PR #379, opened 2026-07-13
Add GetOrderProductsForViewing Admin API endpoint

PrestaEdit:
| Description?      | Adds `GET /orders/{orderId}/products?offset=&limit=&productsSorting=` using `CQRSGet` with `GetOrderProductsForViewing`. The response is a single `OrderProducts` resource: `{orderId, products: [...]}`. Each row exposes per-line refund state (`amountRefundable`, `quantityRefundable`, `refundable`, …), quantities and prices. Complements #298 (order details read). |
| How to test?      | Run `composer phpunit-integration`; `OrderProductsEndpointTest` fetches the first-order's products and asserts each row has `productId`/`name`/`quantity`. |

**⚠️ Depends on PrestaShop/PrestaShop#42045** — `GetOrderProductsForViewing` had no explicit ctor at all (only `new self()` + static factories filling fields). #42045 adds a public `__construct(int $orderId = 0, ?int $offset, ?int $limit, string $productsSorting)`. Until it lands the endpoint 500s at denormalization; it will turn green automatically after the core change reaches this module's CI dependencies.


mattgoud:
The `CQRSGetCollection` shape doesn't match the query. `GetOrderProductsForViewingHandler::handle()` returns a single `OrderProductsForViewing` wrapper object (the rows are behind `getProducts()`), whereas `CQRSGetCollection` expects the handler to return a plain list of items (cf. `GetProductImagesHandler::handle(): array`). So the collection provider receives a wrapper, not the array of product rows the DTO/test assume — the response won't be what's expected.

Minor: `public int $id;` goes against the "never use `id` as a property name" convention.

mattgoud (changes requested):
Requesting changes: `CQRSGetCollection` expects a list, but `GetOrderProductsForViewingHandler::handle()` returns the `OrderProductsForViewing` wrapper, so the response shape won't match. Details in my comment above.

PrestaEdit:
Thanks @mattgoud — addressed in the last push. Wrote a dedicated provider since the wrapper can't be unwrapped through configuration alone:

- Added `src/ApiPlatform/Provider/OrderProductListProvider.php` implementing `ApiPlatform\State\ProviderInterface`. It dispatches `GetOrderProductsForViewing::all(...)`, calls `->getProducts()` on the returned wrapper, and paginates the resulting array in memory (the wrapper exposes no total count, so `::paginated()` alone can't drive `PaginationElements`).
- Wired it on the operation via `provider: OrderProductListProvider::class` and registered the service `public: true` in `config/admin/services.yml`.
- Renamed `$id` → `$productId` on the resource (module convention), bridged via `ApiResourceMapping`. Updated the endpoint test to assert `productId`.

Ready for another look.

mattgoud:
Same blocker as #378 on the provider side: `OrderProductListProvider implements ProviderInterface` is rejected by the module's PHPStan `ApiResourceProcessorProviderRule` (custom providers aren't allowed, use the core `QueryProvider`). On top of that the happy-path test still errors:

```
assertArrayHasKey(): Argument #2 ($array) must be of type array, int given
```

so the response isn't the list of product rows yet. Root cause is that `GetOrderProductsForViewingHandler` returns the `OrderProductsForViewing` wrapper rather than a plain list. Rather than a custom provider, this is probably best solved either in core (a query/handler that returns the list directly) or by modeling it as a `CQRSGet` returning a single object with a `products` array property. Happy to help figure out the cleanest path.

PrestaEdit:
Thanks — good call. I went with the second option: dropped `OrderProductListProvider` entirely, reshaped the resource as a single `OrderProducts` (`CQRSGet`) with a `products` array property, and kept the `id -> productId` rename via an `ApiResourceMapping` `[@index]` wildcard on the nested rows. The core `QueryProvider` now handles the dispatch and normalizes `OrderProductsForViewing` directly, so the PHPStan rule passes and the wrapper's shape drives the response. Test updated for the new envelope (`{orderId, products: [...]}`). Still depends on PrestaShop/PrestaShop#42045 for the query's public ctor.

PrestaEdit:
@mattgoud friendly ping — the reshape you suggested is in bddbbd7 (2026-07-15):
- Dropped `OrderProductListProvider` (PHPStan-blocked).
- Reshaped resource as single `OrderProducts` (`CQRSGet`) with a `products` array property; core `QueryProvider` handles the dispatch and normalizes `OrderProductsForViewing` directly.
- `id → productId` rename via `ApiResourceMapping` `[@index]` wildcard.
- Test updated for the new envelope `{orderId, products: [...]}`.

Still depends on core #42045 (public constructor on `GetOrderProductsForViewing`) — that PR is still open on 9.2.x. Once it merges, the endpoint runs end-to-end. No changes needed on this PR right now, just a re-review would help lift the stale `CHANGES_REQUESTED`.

--

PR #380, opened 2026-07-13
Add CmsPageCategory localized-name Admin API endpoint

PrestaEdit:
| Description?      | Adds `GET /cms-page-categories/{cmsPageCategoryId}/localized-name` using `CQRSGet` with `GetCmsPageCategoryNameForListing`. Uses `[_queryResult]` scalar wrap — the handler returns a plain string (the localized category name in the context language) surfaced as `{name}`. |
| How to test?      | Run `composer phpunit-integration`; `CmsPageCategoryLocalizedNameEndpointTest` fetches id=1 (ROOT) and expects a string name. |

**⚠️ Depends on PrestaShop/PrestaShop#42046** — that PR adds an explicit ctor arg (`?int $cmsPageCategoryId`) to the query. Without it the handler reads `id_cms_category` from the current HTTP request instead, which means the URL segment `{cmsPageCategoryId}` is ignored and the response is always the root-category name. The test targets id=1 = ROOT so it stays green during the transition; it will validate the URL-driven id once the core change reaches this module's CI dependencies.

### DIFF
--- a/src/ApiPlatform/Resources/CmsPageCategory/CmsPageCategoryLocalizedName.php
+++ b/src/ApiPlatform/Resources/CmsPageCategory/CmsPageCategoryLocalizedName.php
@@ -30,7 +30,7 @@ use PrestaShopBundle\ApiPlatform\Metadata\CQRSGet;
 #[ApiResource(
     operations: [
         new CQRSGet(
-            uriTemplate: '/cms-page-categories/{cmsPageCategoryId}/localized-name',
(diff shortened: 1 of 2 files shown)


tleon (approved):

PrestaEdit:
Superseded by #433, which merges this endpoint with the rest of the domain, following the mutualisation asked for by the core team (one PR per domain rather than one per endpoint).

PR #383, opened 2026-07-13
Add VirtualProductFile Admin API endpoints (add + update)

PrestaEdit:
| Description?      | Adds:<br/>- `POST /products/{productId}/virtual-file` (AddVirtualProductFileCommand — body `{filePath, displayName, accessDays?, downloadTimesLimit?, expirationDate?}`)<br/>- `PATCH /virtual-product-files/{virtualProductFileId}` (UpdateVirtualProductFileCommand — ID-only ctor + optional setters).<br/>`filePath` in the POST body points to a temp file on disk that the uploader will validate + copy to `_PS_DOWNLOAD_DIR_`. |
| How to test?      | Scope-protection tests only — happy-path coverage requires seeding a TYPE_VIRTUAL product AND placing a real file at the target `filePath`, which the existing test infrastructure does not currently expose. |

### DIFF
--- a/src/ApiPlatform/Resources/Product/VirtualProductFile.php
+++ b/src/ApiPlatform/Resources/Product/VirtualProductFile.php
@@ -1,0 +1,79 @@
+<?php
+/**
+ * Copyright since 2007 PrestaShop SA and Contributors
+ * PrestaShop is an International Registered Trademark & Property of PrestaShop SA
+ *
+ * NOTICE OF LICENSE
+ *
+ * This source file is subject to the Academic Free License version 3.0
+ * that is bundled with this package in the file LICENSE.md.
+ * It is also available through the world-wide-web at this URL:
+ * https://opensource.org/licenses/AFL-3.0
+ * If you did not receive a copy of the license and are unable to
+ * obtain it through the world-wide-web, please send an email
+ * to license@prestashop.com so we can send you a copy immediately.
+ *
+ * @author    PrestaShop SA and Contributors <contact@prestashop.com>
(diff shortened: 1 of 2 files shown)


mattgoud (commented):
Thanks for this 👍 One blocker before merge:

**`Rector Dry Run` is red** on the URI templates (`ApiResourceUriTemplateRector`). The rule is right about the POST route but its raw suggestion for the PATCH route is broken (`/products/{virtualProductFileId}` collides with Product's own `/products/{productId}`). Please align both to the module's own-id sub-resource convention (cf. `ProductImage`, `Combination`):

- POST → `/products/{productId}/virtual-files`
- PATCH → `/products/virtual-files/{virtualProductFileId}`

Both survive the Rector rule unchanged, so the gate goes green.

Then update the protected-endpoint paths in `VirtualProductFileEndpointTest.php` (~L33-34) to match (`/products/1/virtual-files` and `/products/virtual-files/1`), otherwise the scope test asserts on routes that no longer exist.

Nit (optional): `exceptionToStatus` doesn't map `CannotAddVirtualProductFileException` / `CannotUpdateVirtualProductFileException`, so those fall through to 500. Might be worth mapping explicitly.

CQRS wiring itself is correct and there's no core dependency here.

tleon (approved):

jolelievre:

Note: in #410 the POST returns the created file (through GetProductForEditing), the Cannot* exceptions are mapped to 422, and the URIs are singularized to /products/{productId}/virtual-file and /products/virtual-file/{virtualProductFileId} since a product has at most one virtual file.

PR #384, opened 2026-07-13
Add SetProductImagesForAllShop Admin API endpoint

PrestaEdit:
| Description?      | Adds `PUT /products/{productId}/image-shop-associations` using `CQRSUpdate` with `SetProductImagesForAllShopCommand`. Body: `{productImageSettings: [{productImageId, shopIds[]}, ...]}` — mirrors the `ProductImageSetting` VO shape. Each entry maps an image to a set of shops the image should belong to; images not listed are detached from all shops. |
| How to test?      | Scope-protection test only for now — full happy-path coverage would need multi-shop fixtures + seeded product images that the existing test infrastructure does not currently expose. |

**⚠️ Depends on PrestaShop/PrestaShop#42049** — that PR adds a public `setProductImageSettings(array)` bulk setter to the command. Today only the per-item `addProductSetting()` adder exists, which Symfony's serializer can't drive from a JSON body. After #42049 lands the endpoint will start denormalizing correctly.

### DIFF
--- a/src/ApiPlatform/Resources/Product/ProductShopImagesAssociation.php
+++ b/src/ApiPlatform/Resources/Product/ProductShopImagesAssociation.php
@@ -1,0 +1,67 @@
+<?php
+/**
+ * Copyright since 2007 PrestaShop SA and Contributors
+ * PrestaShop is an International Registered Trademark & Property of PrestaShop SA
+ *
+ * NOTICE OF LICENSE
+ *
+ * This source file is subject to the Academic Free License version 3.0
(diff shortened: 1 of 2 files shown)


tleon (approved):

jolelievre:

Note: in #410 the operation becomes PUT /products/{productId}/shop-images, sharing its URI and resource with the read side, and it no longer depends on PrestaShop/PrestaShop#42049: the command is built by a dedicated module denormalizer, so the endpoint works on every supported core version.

==

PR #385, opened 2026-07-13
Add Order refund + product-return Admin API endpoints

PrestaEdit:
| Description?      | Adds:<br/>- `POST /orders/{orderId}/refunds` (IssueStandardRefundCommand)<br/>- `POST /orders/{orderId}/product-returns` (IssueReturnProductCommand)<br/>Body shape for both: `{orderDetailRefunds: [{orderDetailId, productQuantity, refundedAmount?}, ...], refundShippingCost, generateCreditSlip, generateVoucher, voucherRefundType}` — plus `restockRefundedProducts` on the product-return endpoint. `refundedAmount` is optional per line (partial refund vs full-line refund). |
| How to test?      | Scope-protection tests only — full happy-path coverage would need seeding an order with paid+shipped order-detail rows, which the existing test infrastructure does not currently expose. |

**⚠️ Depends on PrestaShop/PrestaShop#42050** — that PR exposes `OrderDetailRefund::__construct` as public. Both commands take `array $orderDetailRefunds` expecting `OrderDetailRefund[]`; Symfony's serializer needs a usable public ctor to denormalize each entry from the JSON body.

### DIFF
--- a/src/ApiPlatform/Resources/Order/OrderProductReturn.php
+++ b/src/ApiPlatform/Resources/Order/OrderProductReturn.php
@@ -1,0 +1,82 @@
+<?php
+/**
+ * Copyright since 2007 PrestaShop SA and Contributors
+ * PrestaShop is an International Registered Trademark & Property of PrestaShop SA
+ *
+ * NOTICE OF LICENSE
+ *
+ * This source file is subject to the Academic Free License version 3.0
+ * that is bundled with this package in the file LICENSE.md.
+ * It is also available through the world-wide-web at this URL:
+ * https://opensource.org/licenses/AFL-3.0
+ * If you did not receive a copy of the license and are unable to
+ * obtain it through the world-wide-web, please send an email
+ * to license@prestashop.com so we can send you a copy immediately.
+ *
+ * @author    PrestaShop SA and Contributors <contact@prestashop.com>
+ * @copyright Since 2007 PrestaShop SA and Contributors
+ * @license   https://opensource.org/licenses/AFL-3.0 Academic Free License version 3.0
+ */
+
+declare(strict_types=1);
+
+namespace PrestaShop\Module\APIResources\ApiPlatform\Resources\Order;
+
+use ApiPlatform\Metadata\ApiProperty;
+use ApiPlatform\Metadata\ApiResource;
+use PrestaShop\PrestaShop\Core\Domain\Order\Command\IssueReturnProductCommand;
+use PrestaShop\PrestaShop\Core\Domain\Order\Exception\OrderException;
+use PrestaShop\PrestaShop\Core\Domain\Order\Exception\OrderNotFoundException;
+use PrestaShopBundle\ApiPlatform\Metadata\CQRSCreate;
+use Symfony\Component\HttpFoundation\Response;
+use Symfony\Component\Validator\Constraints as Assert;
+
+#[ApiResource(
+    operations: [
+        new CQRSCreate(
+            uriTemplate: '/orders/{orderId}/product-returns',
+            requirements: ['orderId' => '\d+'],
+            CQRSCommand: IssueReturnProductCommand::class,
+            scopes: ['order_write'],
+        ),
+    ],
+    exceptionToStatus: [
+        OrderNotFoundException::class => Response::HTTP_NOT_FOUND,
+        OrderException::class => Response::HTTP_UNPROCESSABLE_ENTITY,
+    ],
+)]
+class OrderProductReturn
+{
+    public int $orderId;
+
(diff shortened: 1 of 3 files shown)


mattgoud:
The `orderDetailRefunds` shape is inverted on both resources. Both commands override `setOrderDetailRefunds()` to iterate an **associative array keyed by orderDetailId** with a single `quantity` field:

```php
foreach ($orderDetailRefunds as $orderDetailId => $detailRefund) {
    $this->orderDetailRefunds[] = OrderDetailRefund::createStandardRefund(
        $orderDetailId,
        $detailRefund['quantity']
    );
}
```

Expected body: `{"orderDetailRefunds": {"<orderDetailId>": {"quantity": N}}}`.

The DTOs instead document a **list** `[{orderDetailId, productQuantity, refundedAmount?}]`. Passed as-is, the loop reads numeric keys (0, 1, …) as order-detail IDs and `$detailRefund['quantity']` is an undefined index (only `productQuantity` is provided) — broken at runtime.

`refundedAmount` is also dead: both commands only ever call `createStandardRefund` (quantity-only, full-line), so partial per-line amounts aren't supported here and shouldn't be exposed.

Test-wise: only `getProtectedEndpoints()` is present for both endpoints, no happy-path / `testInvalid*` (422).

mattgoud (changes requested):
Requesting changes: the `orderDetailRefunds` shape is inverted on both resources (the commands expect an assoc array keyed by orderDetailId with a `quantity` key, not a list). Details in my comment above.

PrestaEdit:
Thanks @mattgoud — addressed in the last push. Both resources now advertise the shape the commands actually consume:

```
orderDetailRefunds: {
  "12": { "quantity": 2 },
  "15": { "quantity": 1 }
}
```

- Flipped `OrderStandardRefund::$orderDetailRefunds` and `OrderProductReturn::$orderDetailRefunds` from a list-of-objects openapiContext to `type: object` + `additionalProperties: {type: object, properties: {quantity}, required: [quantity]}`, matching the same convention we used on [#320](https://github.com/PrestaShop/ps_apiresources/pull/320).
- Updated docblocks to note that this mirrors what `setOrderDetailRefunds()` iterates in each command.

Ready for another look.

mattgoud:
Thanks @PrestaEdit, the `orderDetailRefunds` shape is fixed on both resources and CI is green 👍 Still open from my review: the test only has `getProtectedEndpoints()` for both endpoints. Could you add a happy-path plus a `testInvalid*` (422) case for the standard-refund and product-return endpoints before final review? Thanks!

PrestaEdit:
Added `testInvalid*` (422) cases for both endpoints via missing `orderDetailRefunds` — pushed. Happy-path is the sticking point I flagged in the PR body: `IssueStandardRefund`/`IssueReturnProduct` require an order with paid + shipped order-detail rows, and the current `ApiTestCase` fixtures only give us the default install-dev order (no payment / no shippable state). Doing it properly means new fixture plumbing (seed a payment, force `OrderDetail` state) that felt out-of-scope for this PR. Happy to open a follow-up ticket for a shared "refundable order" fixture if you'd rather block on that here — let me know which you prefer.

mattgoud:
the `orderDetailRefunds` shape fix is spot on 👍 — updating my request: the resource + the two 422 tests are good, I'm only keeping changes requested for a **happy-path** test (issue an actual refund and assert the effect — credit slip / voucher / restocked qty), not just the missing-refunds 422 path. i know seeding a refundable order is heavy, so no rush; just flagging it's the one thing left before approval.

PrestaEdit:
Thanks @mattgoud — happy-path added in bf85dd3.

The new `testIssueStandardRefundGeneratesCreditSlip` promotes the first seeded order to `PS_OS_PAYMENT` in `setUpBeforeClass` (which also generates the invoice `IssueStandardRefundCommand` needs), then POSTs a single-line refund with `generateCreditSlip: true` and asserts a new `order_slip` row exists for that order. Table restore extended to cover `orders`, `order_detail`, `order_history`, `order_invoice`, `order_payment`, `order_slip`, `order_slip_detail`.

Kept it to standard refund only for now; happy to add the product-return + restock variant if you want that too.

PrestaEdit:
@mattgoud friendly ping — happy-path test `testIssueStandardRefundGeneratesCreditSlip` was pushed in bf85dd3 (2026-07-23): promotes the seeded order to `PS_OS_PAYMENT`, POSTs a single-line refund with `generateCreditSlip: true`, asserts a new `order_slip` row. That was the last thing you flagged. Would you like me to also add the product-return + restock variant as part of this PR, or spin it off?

TASK TO CARRY OUT: Among the entries above, how many lines hold the word "getProtectedEndpoints"? Reply with only that number.

WRITTEN SOLUTION: 2